▶ _Exercise_
Filter the data below for the string "related" and copy each matching line.
[Records for processing]
PR #12272, opened 2023-11-07
fix: Update Event Type Pricing For Multiple Installed Payment Apps

joeauyeung:
## What does this PR do?

This PR fixes a bug when a user had multiple payment apps installed, the pricing was not being updated on the event type when the payment apps settings were changed.

Fixes # (issue)

## Requirement/Documentation

## Type of change

## How should this be tested?

- Install Stripe and Paypal
- Enable one payment app on the event type and save
- Now enable the second payment app with a new price and save
    - The price should be updated
- Try enabling both payment apps
    - An error should be displayed 

## Mandatory Tasks

## Checklist


apps/web/pages/event-types/[type]/index.tsx
```diff
@@ -473,6 +473,19 @@ const EventTypePage = (props: EventTypeSetupProps) => {
...
+    for (const appKey in metadata?.apps) {
+      const app = metadata?.apps[appKey];
+      if (app.price && app.enabled) {
+        enabledPaymentApps++;
+      }
+
+      if (enabledPaymentApps > 1) {
+        throw new Error(t("event_setup_multiple_payment_apps_error"));
+      }
+    }
```
Comment (exception) [inline apps/web/pages/event-types/[type]/index.tsx:487]: `suggestion`: Something like this could be cleaner.

```suggestion
    const enabledPaymentApps = Object.values(metadata?.apps || {}).filter(app => app.price && app.enabled).length;
if (enabledPaymentApps > 1) {
  throw new Error(t("event_setup_multiple_payment_apps_error"));
}
```

packages/trpc/server/routers/viewer/eventTypes/update.handler.ts
```diff
@@ -245,26 +245,21 @@ export const updateHandler = async ({ ctx, input }: UpdateOptions) => {
...
-    input?.metadata?.apps?.stripe?.currency
-  ) {
-    data.currency =
-      input.metadata?.apps?.alby?.currency ||
-      input.metadata.apps.paypal?.currency ||
-      input.metadata.apps.stripe?.currency;
+  if (enabledPaymentAppKey) {
+    const paymentApp = input.metadata?.apps[enabledPaymentAppKey];
+    data.price = paymentApp.price;
+    data.currency = paymentApp.currency;
```
ThyMinimalDev, line 262: this will create typescripts errors

apps/web/pages/event-types/[type]/index.tsx
Comment (ThyMinimalDev) [reply apps/web/pages/event-types/[type]/index.tsx:487]: typescript issue 
Screenshot 2023-11-08 at 10 46 48

apps/web/pages/event-types/[type]/index.tsx
```diff
@@ -473,6 +473,19 @@ const EventTypePage = (props: EventTypeSetupProps) => {
...
 
+    // Prevent two payment apps to be enabled
+    let enabledPaymentApps = 0;
+    for (const appKey in metadata?.apps) {
+      const app = metadata?.apps[appKey];
+      if (app.price && app.enabled) {
+        enabledPaymentApps++;
+      }
+
+      if (enabledPaymentApps > 1) {
```
Comment (ThyMinimalDev) [inline apps/web/pages/event-types/[type]/index.tsx:484]: we should extract this logic in the appStore I think, create properly typed utils to get enabledApps and enabledPaymentApps

ThyMinimalDev (dismissed):

packages/trpc/server/routers/viewer/eventTypes/update.handler.ts
ThyMinimalDev: we should have utils in appstore to make this easier, something like this that we could generate 

```ts
 const PAYMENT_APP_KEYS: (keyof Pick<typeof appDataSchemas, "stripe" | "paypal" | "alby">)[] = [
    "paypal",
    "alby",
    "stripe",
  ];
  const eventTypePaymentApps = PAYMENT_APP_KEYS.map((appKey) => input.metadata?.apps?.[appKey]);
  const paymentApp = eventTypePaymentApps.find((app) => app?.enabled && app?.price);

  if (paymentApp) {
    data.price = paymentApp.price;
    data.currency = paymentApp.currency;
  }
```

ThyMinimalDev: maybe @hariombalhara you have an idea to handle this ?

joeauyeung: There's a function called `getPaymentAppData` that exists. The thing is, it expects the entire return of `getEventTypeById` but it only looks at the event type metadata. Right now in the update handler we're not querying for the whole event type, just what we need.

apps/web/pages/event-types/[type]/index.tsx
Comment (ThyMinimalDev) [reply apps/web/pages/event-types/[type]/index.tsx:487]: yes it would indeed iterate over all the apps inside the metadata, both approach are fine on such small dataset, both work just a matter of preference if you like the shorter version or not up to you.

I would extract this logic in a small function in the same file with clear naming and just the required parameters 

preventMultiplePaymentApps(...)

also there is a type error you can fix the same way you did in the other place ` const app = metadata?.apps[appKey as keyof AppMetadata];`

ThyMinimalDev (changes requested):

ThyMinimalDev (dismissed):

ThyMinimalDev:
looks good to me, can we check with product if this new behaviour is ok?

apps/web/pages/event-types/[type]/index.tsx
```diff
@@ -570,6 +577,20 @@ const EventTypePage = (props: EventTypeSetupProps) => {
...
+            for (const appKey in metadata?.apps) {
+              const app = metadata?.apps[appKey as keyof typeof appDataSchemas];
+              if (app.price && app.enabled) {
+                enabledPaymentApps++;
+              }
+
+              if (enabledPaymentApps > 1) {
+                throw new Error(t("event_setup_multiple_payment_apps_error"));
+              }
+            }
```
Comment (zomars) [inline apps/web/pages/event-types/[type]/index.tsx:592]: Why not use checkForMultiplePaymentApps in here as well? We already extracted the logic.

zomars (commented):
Code looks mostly fine. Left a comment in there

ThyMinimalDev:
Would you mind creating a Loom video to showcase the expected behavior after this pull request? This will be helpful for maintaining context when we later explore handling multiple payment apps. Thank you!

joeauyeung:
@ThyMinimalDev here's a Loom with what the user will from #12414
https://www.loom.com/share/dbec216876c24dac998cc12db7595814

I want to get this PR merged since this will fix some payment app issues that users are facing right now.

ThyMinimalDev (dismissed):
LGTM, let's check in db if there are any event-types with 2 payments app enabled already, in order to know if we need to run a migration script

exception (dismissed):

ThyMinimalDev (dismissed):

exception (dismissed):

ThyMinimalDev:
updating branch to see if E2E tests are passing, I think the e2e failures were not related to the code in this pr

zomars (approved):
LGTM

zomars (changes requested):
My bad. Seems like the e2e failures are Stripe related. Which this PR touches code from.

joeauyeung:
> My bad. Seems like the e2e failures are Stripe related. Which this PR touches code from.

I noticed this happening in other PRs as well. The tests are passing locally.

zomars (dismissed):
Still seeing some legit errors that aren't main related.

joeauyeung:
Tests related to this PR are now passing

keithwillcode (approved):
[/Records for processing]
▶ _Your solution_
updating branch to see if E2E tests are passing, I think the e2e failures were not related to the code in this pr
My bad. Seems like the e2e failures are Stripe related. Which this PR touches code from.
> My bad. Seems like the e2e failures are Stripe related. Which this PR touches code from.
Still seeing some legit errors that aren't main related.
Tests related to this PR are now passing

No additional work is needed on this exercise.